Five Most Recent Reads | April 10th

Here we are with my next bunch of reviews. As usual, we’re running a little behind so this are from the end of March but I have. pretty good bunch here. I enjoyed all of these, one a little less than the others, but on a whole, it was a pretty great end to the month. So let’s get into the books.

Portrait of an Unknown Lady by María Gainza

I don’t really know why I bought this one last March, but I did. It’s literary fiction, which is probably one of my least favourite genres, but I guess I saw that it was vaguely art related and thought, why not? Amazingly, I didn’t end up hating this. It’s very much a story within a story but with almost no actual plot. There was a bit of a mystery to it, which was engaging enough, but I didn’t feel like anything had changed by the time the book wrapped up. That pretty much sums up my experience with most of the shorter works of literary fiction I’ve picked up before, and it’s part of the reason I don’t enjoy them. That being said, this was interesting enough, especially the parts about the Argentine art world, that I mostly enjoyed reading it and I’d consider maybe picking up something else from Maria Gainza in the future if I ever came across it.

Every Heart A Doorway (Wayward Children #1) by Seanan McGuire

I was incredibly nervous about picking this one up. I read Seanan McGuire’s book Rosemary and Rue early last year and was extremely disappointed by it. After that, I lost pretty much all interest in reading McGuire, at least until I was inspired to pick this up for Tordotcomathon in March. I was honestly surprised by the fact that I really, really enjoyed it right from the start. I love the whole idea of children who have been in other worlds, like Wonderland and Oz, and what happens when they return to the real world. I thought McGuire pulled that off in a really interesting way. I really enjoyed the characters as well, particularly Nancy, Christopher and Kade—there’s just something about each of them that I really loved, and I can’t really explain what it was. I was so impressed with this that I’ve already continued the series at the time of me writing this series, and I’ll be sharing my thoughts on those soon too. But overall, this was such a fantastic start to the series, and I’m so so glad I gave McGuire a second chance by picking this up.
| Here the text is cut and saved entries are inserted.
PR #499, opened 2020-10-21
Infinite tracing logging modifications

michaelgoin:
## Proposed Release Notes

* Increased logging level of certain infinite tracing / gRPC errors.

* Decreased logging interval of dropped span warning for infinite tracing.

### DIFF
--- a/lib/grpc/connection.js
+++ b/lib/grpc/connection.js
@@ -121,7 +121,7 @@ class GrpcConnection extends EventEmitter {
       // immediately.
       this._setState(connectionStates.connected, this.stream)
     } catch (err) {
-      logger.trace(
+      logger.warn(
         err,
         'Unexpected error establishing gRPC stream, will not attempt reconnect.'
       )
@@ -255,6 +255,9 @@ class GrpcConnection extends EventEmitter {
         // per the spec, An UNIMPLEMENTED status code from gRPC indicates
         // that the versioned Trace Observer is no longer available. Agents
         // MUST NOT attempt to reconnect in this case
+        logger.info(
+          '[UNIMPLEMENTED]: Trace Obserserver is no longer available. Shutting down connection.'
+        )
         this._disconnect()
       } else if (grpc.status[grpc.status.OK] === grpcStatusName) {
         this._reconnect()
@@ -273,7 +276,11 @@ class GrpcConnection extends EventEmitter {
       this._metrics.getOrCreateMetric(NAMES.INFINITE_TRACING.SPAN_RESPONSE_ERROR)
         .incrementCallCount()
 
-      logger.trace('span stream error. Code: [%s]: %s', err.code, err.details)
+      // For errors, the status will either result in a disconnect or a reconnect
+      // delay that should prevent too frequent spamming. Unless the app is idle
+      // and regularly getting Status 13 reconnects from the server, in which case
+      // this will be almost the only logging.
+      logger.warn('Span stream error. Code: [%s]: %s', err.code, err.details)
     })
   }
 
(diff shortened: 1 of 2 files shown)


lib/grpc/connection.js
```diff
@@ -121,7 +121,7 @@ class GrpcConnection extends EventEmitter {
       // immediately.
       this._setState(connectionStates.connected, this.stream)
     } catch (err) {
-      logger.trace(
+      logger.warn(
         err,
         'Unexpected error establishing gRPC stream, will not attempt reconnect.'
       )
```
michaelgoin, line 127: Since there will be no reconnect... there's no reason to be stingy with the log level. This indicates a fundamental issue with the infinite tracing setup.

lib/grpc/connection.js
```diff
@@ -255,6 +255,9 @@ class GrpcConnection extends EventEmitter {
         // per the spec, An UNIMPLEMENTED status code from gRPC indicates
         // that the versioned Trace Observer is no longer available. Agents
         // MUST NOT attempt to reconnect in this case
+        logger.info(
+          '[UNIMPLEMENTED]: Trace Obserserver is no longer available. Shutting down connection.'
+        )
```
michaelgoin, line 260: This could be inferred before but being explicit may help speed up troubleshooting.

lib/grpc/connection.js
```diff
@@ -273,7 +276,11 @@ class GrpcConnection extends EventEmitter {
       this._metrics.getOrCreateMetric(NAMES.INFINITE_TRACING.SPAN_RESPONSE_ERROR)
         .incrementCallCount()
 
-      logger.trace('span stream error. Code: [%s]: %s', err.code, err.details)
+      // For errors, the status will either result in a disconnect or a reconnect
+      // delay that should prevent too frequent spamming. Unless the app is idle
+      // and regularly getting Status 13 reconnects from the server, in which case
+      // this will be almost the only logging.
+      logger.warn('Span stream error. Code: [%s]: %s', err.code, err.details)
```
michaelgoin, line 283: This is the only increased risk part of the PR. This will help with troubleshooting as these issues are not always reproducible after the fact. We have a delay before retrying, so it won't be super heavy spamming of logs but sometimes customers still don't like that. 

Also left a comment about what I learned recently with regards to idle-applications and the server sending Code 13 errors.

lib/spans/span-streamer.js
```diff
@@ -54,14 +54,9 @@ class SpanStreamer {
...
-        'SPAN_DROP_MSG',
-        // interval in ms
-        SPAN_DROP_INTERVAL * 1000,
-        // message
-        SPAN_DROP_MSG + ' Will not warn again for %s seconds.',
-        // variables to put in log message
-        SPAN_DROP_INTERVAL
+        'SPAN_DROP_MSG', // key for the OncePer
+        SPAN_DROP_MSG_INTERVAL_MS,
+        SPAN_DROP_MSG
```
michaelgoin, line 59: Some cleanup to reduce recalculating certain pieces each time.

lib/spans/span-streamer.js
```diff
@@ -8,10 +8,10 @@
 const logger = require('../logger').child({component: 'span-streamer'})
 const NAMES = require('../metrics/names').INFINITE_TRACING
 
+const SPAN_DROP_MSG_INTERVAL_MS = 30000
```
michaelgoin, line 11: In practice, 5 seconds is more than we need. For a situation where the queue struggles to drain, this gets real noisy and the increased interval doesn't add much value given the other metrics we can check.

lib/grpc/connection.js
nijotz: Seems pretty minor still, nice knowledge share in the comment 👍

lib/spans/span-streamer.js
nijotz: I like the cleaner comments and the message not being appended to

nijotz (approved):

carlo-808 (approved):
👍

Mystwick School of Musicraft (Mystwick #1) by Jessica Khoury

I was really in the mood for a middle-grade fantasy this month and ended up picking this one up, and I’m so glad I did. It was one of those books that was genuinely a joy to read. I absolutely loved the magic system in here—I’ve never seen a book use magic and music together in this way and it was so much fun. The characters are fun as well; I really enjoyed reading about them all. There’s also some really beautiful art in here, which I always love to see, especially in middle-grade fantasy. I’m so glad this is a series as well because the world is so interesting and I think there are a lot of potential directions the story could go from here. There are so many things that just get briefly mentioned that I hope we might see developed over the rest of the books because I just need to know everything about this school and this world. I can’t wait to pick up the next one and see where Khoury decides to take it.

Chain of Gold (The Last Hours #1) by Cassandra Clare

I’ve been making a conscious effort this year to reread the things I’ve said I would/need to so I can continue or finish a series. Chain of Gold was the next one in line in March—I originally read it in 2020 but then didn’t continue on with book two for reasons I do not know. This ended up taking me about two weeks to reread which is pretty slow for me, but I was just having a good time taking it at a slower speed. I hadn’t realised how much of this I had forgotten so I’m glad I decided to reread it before moving on because there’s just so much that happens. I really loved this the first time, and I felt pretty much the same after this reread. I adore our sort of four main leads—Lucie, James, Cordelia and Matthew, but I still can’t choose my favourite between them. But now I just have to make the time to read books two and three, hopefully in April or May.

The Cruel Prince (The Folk of the Air #1) by Holly Black

This book was my pick for an April Fools booktube collab where we read books we thought booktube/the wider book community had fooled us about, you can see that here. The very basics of this are: I read a book by Holly Black about twelve years ago, hated it, and decided I wouldn’t pick anything up from her again. I was particularly unsure about this one because I also don’t have the best track record with fae books—there’s a particular type that I like, but I don’t really know what that is until I read it. Surprisingly, I actually loved this. I found the world really, really interesting and the plot grabbed me and just didn’t let go. There was just something about it that kept me reading even though I hated all the characters. Seriously, there was no one I really liked. Every time I started to think ‘Oh, blah is kinda okay’, they’d immediately do something terrible, and I’d hate them again. On a whole, they mostly felt one-dimensional to me as well—even as the story went on and twists happened, the characters felt as if they were kind of stuck in their roles even when they were completely different to where they started. I’m hoping this is something that starts to change in book two, which I’ve already put on hold at the library.

And that’s it for today. Have you read any of these?